Data for analysis: Begin

PR #959, opened 2019-01-22
Replace mandrill with notify

jonodrew:
I'm aiming to [replace mandrill throughout supplier-frontend](https://trello.com/c/jrpQHpGh/301-replace-mandrill-with-notify-in-frameworkupdatesemailclarificationquestion-route-on-supplier-fe), and this is the last thing that needs to be done. After this there'll be a pull request to utils to remove the client, but for now here's the last replacement of mandrill with notify.

I've updated an assertion method in the tests, and just for fun I've moved s3 patches to where they're needed, rather than dropping them on the whole class.

Huge thanks to @katstevens for pairing with me on this

### DIFF
--- a/app/main/views/frameworks.py
+++ b/app/main/views/frameworks.py
@@ -19,7 +19,6 @@ from dmutils.documents import (
     degenerate_document_path_and_return_doc_name, get_signed_url, get_extension, file_is_less_than_5mb,
     file_is_image, file_is_pdf, sanitise_supplier_name
 )
-from dmutils.email.dm_mandrill import DMMandrillClient
 from dmutils.email.dm_notify import DMNotifyClient
 from dmutils.email.exceptions import EmailError
 from dmutils.email.helpers import hash_string
@@ -722,42 +721,33 @@ def framework_updates_email_clarification_question(framework_slug):
             default_textbox_value=clarification_question
         )
 
-    # Submit email to Zendesk so the question can be answered
+    # Submit email to CCS so the question can be answered
     # Fail if this email does not send
     if framework['clarificationQuestionsOpen']:
-        subject = "{} clarification question".format(framework['name'])
         to_address = current_app.config['DM_CLARIFICATION_QUESTION_EMAIL']
-        from_address = current_app.config['DM_ENQUIRIES_EMAIL_ADDRESS']
-        email_body = render_template(
-            "emails/clarification_question.html",
-            supplier_id=current_user.supplier_id,
-            message=clarification_question
-        )
-        tags = ["clarification-question"]
+        personalisation = {
+            "framework_name": framework['name'],
+            "supplier_id": current_user.supplier_id,
+            "clarification_question": clarification_question
+        }
+        template = 'framework-clarification-question'
     else:
-        subject = "{} application question".format(framework['name'])
         to_address = current_app.config['DM_FOLLOW_UP_EMAIL_TO']
-        from_address = current_user.email_address
-        email_body = render_template(
-            "emails/follow_up_question.html",
-            supplier_name=current_user.supplier_name,
-            user_name=current_user.name,
-            user_email=current_user.email_address,
-            framework_name=framework['name'],
-            message=clarification_question
-        )
-        tags = ["application-question"]
+        personalisation = {
+            "framework_name": framework['name'],
+            "supplier_name": current_user.supplier_name,
+            "user_name": current_user.name,
+            "user_email": current_user.email_address,
+            "application_question": clarification_question
+        }
+        template = "framework-application-question"
 
-    mandrill_client = DMMandrillClient()
+    notify_client = DMNotifyClient()
     try:
-        mandrill_client.send_email(
-            to_email_addresses=to_address,
-            email_body=email_body,
-            subject=subject,
-            from_email_address=current_app.config["DM_ENQUIRIES_EMAIL_ADDRESS"],
-            from_name="{} Supplier".format(framework['name']),
-            tags=tags,
-            reply_to=from_address,
+        notify_client.send_email(
+            to_email_address=to_address,
+            template_name_or_id=template,
+            personalisation=personalisation,
         )
     except EmailError as e:
         current_app.logger.error(
@@ -784,7 +774,7 @@ def framework_updates_email_clarification_question(framework_slug):
         try:
             notify_client.send_email(
                 current_user.email_address,
-                template_name_or_id=notify_client.templates['confirmation_of_clarification_question'],
+                template_name_or_id='confirmation_of_clarification_question',
                 personalisation=confirmation_email_personalisation,
                 reference='clarification-question-confirm-{}'.format(hash_string(current_user.email_address)),
                 reply_to_address_id=current_app.config['DM_ENQUIRIES_EMAIL_ADDRESS_UUID']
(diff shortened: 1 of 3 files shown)


tests/app/main/test_frameworks.py
```diff
@@ -3395,94 +3392,53 @@ def _send_email(self, clarification_question):
             data={'clarification_question': clarification_question}
         )
 
-    def _assert_clarification_email(self, mandrill_send_email, notify_send_email, is_called=True, succeeds=True,
-                                    clarification_question=''):
+    def _assert_clarification_email(self, notify_send_email, is_called=True, succeeds=True,
+                                    clarification_question='', times_called=0):
```
katstevens: Do we need all of `times_called`, `succeeds` and `is_called`? I'd recommend having something like 

```
assert notify_send_email.call_count == no_of_emails_sent
if no_of_emails_sent:
   assert notify_send_email.call_args_list == [
       mock.call(mock.ANY, to_email_address=...)
   ]
```

katstevens: I'd also keep the `_assert_clarification_email` and `_assert_framework_application_email` separate, then in the test we can call both 

```
# clarification email
self._assert_clarification_email(..., no_of_emails_sent=1)
self._assert_framework_application_email(..., no_of_emails_sent=0)
# framework application email
self._assert_clarification_email(..., no_of_emails_sent=0)
self._assert_framework_application_email(..., no_of_emails_sent=1)
```

tests/app/main/test_frameworks.py
```diff
@@ -3395,94 +3392,53 @@ def _send_email(self, clarification_question):
...
-                from_email_address="enquiries@digitalmarketplace.service.gov.uk",
-                from_name="Test Framework Supplier",
-                subject="Test Framework application question",
-                email_body=FakeMail(*email_body_content),
-                tags=["application-question"],
-                reply_to="email@email.com",
-            )
-
-    def test_should_call_send_email_with_correct_params(self, mandrill_send_email, notify_send_email, s3):
+    @mock.patch('dmutils.s3.S3')
```
katstevens: Where are we using S3 in this view? Do we need to patch it?

tests/app/main/test_frameworks.py
```diff
@@ -3395,94 +3392,53 @@ def _send_email(self, clarification_question):
...
+        self._assert_clarification_email(notify_send_email,
+                                         clarification_question=clarification_question, times_called=2)
 
         assert response.status_code == 200
         assert self.strip_all_whitespace(
             '<p class="banner-message">Your clarification question has been sent. Answers to all ' +
             'clarification questions will be published on this page.</p>'
         ) in self.strip_all_whitespace(response.get_data(as_text=True))
 
-    def test_should_call_send_g7_email_with_correct_params(self, mandrill_send_email, notify_send_email, s3):
```
katstevens: Is this test G7 specific? I think it's the only place we cover the scenario where `clarification_questions_open=False` and we send the framework-application email. Can we replace it with G10 and see what happens?

tests/app/main/test_frameworks.py
```diff
@@ -3535,39 +3492,14 @@ def test_should_create_audit_event(self, mandrill_send_email, notify_send_email,
             data={"question": clarification_question, 'framework': 'g-cloud-7'}
         )
 
-    def test_should_create_g7_question_audit_event(self, mandrill_send_email, notify_send_email, s3):
```
katstevens: I think we can combine this with the other 'G7' test by moving the audit event assert up there.

tests/app/main/test_frameworks.py
jonodrew: Yep. This test calls `_send_email` on l.3387, which posts to https://github.com/alphagov/digitalmarketplace-supplier-frontend/blob/841d428158e2508c30d7a2081b87aca9c35b2073/app/main/views/frameworks.py#L685, which instantiates an s3 object. I could move the patch up to `_send_email`, where it's closer to what's using it?

jonodrew: Yeah, that's much neater. I'll do that

katstevens: I think it's the GET view that uses the S3 object, not the POST one?

jonodrew: 🤔 yeah, you're right. So why does it break so hard when I take it out...

tests/app/main/test_frameworks.py
jonodrew: The `succeeds` keyword is useful for testing the behaviour under test in `test_should_be_a_503_if_email_fails`. In that case, we expect there to only be one call, because when it fails the whole view aborts and doesn't even try to send the second email. However, to test that behaviour in the same method I think you need to have
```
if not succeeds:
    notify_send_email.assert_has_calls(# email to DMP)
else:
    notify_send_email.assert_has_calls(email to DMP, receipt to supplier)
```

tests/app/main/test_frameworks.py
katstevens: Ah, the POST view returns a redirect to the success page. So we do need the patch after all (my mistake!)

tests/app/main/test_frameworks.py
katstevens: I think the test scenarios themselves need a bit of a rethink. Let's chat when you have a sec.

app/main/views/frameworks.py
```diff
@@ -725,39 +724,30 @@ def framework_updates_email_clarification_question(framework_slug):
     # Submit email to Zendesk so the question can be answered
```
lfdebrux: Can we change this comment so that we don't have an erroneous reference to Zendesk?

lfdebrux:
```suggestion
    # Submit email to CCS so the question can be answered
```

app/main/views/frameworks.py
```diff
@@ -725,39 +724,30 @@ def framework_updates_email_clarification_question(framework_slug):
...
-            to_email_addresses=to_address,
-            email_body=email_body,
-            subject=subject,
-            from_email_address=current_app.config["DM_ENQUIRIES_EMAIL_ADDRESS"],
-            from_name="{} Supplier".format(framework['name']),
-            tags=tags,
-            reply_to=from_address,
+        notify_client.send_email(
+            to_email_address=to_address,
+            template_name_or_id=notify_client.templates[template],
```
lfdebrux: I think looking up the template name here is strictly unnecessary, it could equally be

```suggestion
            template_name_or_id=template,
```

config.py
```diff
@@ -35,7 +35,9 @@ class Config(object):
         "invite_contributor": "5eefe42d-1694-4388-8908-991cdfba0a71",
         "framework_agreement_signature_page": "08929c93-f9e7-4b40-b75f-418659308324",
         'g-cloud-application-started': '7362aad7-1ffa-4e36-8ddd-d16cc5305175',
-        'digital-outcomes-and-specialists-application-started': '1920c708-66a9-466e-a0ae-3bd13d31e32d'
+        'digital-outcomes-and-specialists-application-started': '1920c708-66a9-466e-a0ae-3bd13d31e32d',
+        'framework-clarification-question': "8574484f-9907-44c0-b9d5-1120beb64ef0",
+        'framework-application-question': '6681d4a1-6e30-407f-9e8b-3f6633d73546'
```
lfdebrux:
```suggestion
        'framework-application-question': '6681d4a1-6e30-407f-9e8b-3f6633d73546',
```

app/main/views/frameworks.py
jonodrew: Ah yes, you're right!

config.py
jonodrew: I don't understand the addition of the comma here?

lfdebrux: It makes a nicer diff when you add another element to the dict (see the first line of this diff for instance); it's strictly cosmetic and a matter of personal preference of course.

Data for analysis: End

About this task »
Look above for the line holding "file_is_image, file_is_pdf, sanitise_supplier_name" and the line holding "from dmutils.email.helpers import", then output exactly those two lines and every line between them, nothing more.

Your response »
     file_is_image, file_is_pdf, sanitise_supplier_name
 )
-from dmutils.email.dm_mandrill import DMMandrillClient
 from dmutils.email.dm_notify import DMNotifyClient
 from dmutils.email.exceptions import EmailError
 from dmutils.email.helpers import hash_string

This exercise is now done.